RECORD EXTRACTS.

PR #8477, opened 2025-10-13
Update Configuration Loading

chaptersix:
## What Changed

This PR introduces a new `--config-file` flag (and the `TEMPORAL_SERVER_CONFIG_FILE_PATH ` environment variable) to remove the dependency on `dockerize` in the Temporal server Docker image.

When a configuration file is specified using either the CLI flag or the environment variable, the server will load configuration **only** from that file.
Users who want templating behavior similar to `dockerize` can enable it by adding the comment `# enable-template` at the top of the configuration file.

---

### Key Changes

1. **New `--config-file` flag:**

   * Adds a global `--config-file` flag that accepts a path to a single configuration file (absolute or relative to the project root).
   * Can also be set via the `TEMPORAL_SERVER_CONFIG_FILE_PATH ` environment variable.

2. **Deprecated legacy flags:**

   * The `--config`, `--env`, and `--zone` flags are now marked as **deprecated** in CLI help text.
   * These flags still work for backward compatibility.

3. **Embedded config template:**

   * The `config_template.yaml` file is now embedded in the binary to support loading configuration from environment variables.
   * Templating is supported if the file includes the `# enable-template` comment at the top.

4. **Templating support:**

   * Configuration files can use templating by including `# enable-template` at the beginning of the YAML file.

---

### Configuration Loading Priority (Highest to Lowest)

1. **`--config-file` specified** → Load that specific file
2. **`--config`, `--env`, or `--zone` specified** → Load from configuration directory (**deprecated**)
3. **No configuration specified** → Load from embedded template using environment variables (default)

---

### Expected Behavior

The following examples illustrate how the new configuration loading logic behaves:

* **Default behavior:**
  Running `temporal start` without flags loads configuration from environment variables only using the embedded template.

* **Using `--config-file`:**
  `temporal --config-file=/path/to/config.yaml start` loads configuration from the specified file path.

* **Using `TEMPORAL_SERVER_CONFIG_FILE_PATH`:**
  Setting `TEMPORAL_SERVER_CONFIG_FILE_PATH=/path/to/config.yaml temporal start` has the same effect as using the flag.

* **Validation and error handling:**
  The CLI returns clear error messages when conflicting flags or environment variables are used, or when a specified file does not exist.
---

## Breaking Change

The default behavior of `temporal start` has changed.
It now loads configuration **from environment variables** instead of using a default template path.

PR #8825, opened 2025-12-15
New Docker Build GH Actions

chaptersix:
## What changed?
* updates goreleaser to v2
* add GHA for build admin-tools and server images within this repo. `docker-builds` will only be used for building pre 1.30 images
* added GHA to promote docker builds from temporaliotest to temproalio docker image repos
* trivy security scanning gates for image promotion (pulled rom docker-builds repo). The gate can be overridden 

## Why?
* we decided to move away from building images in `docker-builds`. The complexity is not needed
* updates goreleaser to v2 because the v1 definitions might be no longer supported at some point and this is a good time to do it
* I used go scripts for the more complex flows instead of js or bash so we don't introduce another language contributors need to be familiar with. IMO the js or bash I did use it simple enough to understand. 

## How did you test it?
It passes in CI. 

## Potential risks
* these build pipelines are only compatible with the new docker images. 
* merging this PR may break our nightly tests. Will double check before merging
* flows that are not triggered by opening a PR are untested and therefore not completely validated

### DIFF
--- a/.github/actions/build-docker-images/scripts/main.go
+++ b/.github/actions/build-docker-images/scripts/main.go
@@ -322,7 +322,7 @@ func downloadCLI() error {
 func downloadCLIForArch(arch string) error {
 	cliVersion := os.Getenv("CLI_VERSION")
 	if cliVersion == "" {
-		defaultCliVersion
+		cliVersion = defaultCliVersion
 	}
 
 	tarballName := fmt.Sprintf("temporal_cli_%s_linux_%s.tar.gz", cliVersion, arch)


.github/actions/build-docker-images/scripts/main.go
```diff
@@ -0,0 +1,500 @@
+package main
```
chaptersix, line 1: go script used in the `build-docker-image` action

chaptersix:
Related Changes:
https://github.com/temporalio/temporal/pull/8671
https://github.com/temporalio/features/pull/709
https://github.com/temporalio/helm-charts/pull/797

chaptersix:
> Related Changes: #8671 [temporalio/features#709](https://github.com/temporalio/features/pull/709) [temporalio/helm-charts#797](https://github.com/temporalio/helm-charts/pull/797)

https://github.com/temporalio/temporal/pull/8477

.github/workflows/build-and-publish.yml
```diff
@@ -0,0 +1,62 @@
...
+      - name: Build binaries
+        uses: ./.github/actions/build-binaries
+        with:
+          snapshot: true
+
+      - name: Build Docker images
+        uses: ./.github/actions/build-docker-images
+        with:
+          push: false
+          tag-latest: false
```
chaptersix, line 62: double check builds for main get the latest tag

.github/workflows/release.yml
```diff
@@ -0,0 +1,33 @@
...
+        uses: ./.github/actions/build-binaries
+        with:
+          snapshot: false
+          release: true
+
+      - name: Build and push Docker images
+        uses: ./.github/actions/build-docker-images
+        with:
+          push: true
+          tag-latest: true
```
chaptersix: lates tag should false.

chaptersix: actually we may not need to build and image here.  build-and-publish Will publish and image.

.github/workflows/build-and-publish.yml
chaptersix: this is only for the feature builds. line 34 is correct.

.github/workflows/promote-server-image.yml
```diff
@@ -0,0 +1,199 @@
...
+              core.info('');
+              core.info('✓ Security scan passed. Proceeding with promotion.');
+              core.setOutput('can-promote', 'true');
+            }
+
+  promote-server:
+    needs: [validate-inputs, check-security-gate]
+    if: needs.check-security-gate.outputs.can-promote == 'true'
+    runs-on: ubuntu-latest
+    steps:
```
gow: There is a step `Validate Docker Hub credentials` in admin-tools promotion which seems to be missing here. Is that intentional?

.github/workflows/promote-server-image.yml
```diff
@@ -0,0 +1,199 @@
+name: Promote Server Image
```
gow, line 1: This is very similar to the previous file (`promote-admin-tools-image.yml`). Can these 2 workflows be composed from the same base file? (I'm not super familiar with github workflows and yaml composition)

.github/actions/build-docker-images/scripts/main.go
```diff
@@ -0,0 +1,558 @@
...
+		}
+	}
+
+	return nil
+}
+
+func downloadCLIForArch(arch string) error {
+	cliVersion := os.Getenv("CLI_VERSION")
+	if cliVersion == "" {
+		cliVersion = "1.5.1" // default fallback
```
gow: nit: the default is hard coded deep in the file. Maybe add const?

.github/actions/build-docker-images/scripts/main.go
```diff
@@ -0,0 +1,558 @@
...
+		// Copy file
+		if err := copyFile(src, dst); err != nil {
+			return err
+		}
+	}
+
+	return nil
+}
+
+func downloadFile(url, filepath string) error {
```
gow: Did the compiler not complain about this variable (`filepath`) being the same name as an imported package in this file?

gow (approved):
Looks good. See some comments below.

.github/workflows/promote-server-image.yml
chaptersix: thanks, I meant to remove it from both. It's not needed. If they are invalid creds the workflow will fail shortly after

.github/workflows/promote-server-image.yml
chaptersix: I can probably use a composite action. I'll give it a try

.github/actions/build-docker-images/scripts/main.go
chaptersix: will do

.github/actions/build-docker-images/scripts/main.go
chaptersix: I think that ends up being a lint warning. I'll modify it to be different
...
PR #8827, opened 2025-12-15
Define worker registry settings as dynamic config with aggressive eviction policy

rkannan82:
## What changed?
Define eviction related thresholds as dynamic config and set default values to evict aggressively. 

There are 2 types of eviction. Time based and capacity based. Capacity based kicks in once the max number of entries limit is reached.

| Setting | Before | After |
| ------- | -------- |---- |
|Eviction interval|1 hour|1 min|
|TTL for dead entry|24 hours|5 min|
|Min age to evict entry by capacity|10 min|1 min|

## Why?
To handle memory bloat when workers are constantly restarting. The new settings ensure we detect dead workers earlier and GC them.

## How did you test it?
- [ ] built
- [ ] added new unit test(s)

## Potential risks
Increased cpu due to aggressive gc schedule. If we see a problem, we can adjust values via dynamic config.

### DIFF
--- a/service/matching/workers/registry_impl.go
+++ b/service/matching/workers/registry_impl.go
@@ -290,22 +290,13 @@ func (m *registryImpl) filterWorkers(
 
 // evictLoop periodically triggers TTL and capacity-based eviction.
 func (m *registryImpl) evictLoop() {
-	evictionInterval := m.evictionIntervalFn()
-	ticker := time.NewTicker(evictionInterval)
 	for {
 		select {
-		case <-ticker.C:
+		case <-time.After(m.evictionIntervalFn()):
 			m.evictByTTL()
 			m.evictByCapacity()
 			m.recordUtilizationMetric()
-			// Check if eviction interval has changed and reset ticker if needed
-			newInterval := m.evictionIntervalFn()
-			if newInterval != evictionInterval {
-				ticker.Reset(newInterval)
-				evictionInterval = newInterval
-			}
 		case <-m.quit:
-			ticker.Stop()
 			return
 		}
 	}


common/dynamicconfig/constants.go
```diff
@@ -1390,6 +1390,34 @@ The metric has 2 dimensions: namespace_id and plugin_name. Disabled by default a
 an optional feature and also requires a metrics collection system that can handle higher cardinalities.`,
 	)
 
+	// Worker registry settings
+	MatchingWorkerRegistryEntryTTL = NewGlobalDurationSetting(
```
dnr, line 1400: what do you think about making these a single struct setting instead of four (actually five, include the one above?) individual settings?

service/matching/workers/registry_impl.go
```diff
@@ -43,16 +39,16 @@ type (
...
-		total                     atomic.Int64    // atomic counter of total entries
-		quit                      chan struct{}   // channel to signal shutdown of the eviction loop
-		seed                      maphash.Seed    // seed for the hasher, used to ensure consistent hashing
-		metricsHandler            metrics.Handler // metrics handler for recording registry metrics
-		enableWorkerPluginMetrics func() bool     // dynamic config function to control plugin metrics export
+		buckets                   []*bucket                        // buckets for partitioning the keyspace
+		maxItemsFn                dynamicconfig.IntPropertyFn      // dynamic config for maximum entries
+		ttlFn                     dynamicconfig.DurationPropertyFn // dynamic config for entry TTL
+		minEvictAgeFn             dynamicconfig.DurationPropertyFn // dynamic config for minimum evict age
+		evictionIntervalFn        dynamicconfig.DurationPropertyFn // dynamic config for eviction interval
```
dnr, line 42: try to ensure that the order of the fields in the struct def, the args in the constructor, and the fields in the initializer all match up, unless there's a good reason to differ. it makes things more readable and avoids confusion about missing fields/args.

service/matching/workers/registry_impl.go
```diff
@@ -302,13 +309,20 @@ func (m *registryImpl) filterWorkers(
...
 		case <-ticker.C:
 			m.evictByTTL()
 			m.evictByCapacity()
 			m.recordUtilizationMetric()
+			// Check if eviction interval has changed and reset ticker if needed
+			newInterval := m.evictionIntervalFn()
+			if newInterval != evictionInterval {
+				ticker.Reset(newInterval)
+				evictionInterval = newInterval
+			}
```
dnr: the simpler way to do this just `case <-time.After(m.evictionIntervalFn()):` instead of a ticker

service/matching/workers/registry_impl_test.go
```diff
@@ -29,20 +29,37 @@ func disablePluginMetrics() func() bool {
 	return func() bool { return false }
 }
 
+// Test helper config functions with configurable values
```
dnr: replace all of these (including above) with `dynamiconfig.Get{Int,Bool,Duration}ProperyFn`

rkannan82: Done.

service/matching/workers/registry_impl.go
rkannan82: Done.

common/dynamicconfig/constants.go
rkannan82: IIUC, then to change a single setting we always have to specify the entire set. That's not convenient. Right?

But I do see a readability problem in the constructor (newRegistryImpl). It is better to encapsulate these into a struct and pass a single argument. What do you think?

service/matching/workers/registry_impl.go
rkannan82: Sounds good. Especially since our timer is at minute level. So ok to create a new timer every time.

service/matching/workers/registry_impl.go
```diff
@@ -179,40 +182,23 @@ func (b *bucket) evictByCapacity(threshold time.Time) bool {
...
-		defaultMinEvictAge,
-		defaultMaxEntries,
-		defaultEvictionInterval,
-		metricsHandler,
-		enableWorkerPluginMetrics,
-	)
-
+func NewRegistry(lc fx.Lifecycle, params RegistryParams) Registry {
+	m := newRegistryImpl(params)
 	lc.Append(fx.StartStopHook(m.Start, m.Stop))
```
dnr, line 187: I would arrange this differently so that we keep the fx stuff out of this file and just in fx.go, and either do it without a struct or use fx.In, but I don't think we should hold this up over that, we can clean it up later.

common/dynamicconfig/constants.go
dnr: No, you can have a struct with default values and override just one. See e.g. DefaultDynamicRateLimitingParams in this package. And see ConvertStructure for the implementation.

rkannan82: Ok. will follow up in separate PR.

WORK TO BE COMPLETED. Above are the records. Identify each line that contains the word "metricsHandler".

ANSWER.
-		metricsHandler            metrics.Handler // metrics handler for recording registry metrics
-		metricsHandler,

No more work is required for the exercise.